■ ACTIVITY ■
Wherever the string "three" shows up in the data below, copy the whole line.
---------- DATASET EXCERPTS
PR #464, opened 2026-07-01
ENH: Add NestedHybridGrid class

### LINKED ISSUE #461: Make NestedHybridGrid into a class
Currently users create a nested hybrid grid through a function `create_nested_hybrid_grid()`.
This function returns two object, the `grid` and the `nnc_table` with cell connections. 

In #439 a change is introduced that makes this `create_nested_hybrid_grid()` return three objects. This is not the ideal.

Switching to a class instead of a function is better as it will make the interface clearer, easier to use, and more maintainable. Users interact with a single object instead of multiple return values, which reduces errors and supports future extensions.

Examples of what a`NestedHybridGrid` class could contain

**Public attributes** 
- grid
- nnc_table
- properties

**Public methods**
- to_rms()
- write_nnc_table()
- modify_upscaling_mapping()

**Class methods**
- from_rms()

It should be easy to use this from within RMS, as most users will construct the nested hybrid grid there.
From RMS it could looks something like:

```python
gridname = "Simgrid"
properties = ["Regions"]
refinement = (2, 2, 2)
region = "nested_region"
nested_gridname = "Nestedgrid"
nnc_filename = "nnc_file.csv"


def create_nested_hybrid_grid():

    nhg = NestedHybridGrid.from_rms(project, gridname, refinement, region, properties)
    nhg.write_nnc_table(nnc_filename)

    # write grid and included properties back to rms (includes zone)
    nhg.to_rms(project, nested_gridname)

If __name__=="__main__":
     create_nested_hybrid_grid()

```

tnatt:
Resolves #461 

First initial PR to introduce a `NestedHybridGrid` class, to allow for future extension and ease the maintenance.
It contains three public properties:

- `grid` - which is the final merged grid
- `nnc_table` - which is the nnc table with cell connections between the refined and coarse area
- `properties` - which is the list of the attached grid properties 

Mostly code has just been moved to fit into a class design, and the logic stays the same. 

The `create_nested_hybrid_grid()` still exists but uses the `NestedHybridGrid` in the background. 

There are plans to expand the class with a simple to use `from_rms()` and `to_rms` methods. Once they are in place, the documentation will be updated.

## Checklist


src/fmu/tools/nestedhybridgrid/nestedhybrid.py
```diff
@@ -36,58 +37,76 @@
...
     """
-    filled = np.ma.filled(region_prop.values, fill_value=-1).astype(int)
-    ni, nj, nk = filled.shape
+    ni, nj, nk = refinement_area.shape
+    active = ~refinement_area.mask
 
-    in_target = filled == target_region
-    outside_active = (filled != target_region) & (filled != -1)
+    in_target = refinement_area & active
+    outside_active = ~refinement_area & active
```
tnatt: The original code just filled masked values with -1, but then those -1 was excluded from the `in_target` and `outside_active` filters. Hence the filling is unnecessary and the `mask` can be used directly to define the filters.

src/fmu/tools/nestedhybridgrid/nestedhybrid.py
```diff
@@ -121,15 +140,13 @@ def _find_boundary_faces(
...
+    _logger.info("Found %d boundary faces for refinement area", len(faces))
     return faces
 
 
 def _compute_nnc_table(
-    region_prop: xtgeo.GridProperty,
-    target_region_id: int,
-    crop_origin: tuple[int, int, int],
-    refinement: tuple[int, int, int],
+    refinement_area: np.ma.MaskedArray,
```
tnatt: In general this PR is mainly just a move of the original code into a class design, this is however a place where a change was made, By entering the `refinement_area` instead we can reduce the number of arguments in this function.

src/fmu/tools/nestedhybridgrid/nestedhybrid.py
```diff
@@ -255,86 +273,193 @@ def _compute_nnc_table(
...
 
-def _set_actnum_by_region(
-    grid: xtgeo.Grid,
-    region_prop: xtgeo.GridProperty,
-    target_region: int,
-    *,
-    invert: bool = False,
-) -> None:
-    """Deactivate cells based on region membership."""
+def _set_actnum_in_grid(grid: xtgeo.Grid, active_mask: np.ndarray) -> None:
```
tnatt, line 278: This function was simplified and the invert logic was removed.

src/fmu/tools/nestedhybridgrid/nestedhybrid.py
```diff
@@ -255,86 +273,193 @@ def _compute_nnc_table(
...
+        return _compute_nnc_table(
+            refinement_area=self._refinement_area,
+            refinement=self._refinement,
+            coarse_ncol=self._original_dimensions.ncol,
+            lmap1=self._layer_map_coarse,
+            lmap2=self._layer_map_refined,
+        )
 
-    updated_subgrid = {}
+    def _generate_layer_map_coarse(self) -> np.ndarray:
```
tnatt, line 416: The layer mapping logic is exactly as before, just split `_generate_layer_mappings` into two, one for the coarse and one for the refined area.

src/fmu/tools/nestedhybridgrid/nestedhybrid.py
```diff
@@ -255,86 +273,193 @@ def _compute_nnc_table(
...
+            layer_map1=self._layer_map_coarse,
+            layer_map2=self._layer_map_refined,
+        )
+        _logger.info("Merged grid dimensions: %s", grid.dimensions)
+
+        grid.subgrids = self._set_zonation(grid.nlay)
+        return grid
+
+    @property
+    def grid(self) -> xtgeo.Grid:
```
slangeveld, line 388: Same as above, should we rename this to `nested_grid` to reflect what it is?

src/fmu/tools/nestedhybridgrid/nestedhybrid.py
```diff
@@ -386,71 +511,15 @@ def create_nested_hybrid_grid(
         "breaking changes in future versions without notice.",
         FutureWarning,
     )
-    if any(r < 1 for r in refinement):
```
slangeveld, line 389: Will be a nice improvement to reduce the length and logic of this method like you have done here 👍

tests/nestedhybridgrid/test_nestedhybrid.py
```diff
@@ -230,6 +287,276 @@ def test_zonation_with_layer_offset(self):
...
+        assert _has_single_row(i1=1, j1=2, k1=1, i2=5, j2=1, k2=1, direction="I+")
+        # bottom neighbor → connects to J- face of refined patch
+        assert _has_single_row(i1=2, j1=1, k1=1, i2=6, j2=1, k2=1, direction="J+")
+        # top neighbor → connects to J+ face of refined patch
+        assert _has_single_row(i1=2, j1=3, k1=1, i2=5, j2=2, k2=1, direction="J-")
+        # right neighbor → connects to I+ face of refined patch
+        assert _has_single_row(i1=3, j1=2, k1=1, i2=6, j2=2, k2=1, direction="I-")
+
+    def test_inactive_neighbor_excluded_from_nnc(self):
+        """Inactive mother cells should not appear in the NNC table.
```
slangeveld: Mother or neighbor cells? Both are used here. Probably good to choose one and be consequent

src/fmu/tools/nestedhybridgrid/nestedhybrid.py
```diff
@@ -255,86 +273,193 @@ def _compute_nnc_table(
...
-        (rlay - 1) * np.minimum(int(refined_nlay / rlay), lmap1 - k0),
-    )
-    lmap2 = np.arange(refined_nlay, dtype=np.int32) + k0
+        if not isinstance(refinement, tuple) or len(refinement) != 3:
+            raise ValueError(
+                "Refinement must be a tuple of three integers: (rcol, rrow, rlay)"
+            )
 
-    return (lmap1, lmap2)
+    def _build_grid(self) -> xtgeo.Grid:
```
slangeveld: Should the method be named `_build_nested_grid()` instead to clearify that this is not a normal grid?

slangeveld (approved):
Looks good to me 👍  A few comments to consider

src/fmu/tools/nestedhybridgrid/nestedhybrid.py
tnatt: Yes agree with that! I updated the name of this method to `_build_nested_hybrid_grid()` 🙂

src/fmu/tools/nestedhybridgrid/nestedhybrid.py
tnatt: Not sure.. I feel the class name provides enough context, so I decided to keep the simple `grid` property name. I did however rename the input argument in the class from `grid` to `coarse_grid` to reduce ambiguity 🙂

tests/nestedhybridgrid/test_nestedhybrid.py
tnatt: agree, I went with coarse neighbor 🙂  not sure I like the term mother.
--------------------
---------- DATASET EXCERPTS
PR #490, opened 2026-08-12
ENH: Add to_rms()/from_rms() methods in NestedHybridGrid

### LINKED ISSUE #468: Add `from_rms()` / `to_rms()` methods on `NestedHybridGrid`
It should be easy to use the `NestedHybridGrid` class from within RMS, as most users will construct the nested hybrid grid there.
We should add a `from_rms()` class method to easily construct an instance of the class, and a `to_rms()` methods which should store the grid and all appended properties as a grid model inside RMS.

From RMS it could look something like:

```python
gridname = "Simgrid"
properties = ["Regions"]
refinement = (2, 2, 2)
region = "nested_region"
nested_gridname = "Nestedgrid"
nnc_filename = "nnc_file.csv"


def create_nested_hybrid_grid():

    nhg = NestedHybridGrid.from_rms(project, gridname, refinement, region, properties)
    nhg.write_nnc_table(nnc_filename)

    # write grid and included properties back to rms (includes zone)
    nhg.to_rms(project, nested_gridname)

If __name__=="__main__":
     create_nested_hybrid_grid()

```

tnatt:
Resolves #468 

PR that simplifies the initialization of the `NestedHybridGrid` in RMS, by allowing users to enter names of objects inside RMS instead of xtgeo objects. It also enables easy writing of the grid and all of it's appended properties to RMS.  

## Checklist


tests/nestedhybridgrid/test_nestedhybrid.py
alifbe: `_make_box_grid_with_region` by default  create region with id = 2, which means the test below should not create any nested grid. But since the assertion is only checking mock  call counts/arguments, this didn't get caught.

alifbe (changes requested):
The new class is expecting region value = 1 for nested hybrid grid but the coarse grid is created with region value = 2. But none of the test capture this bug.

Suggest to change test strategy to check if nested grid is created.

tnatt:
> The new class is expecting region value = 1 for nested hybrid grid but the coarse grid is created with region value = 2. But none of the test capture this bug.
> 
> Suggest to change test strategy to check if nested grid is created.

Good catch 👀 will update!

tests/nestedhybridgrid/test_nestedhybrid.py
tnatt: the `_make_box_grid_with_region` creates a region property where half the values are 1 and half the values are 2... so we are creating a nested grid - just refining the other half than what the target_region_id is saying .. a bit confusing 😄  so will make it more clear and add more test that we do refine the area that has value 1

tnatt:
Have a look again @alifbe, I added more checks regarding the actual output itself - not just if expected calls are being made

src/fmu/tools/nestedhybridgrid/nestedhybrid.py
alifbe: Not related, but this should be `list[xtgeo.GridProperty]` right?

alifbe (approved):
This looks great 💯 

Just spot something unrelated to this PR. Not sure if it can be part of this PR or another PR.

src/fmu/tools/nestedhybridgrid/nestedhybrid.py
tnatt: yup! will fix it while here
--------------------
■ RESPONSE TO THIS TASK ■
In #439 a change is introduced that makes this `create_nested_hybrid_grid()` return three objects. This is not the ideal.
It contains three public properties:
+                "Refinement must be a tuple of three integers: (rcol, rrow, rlay)"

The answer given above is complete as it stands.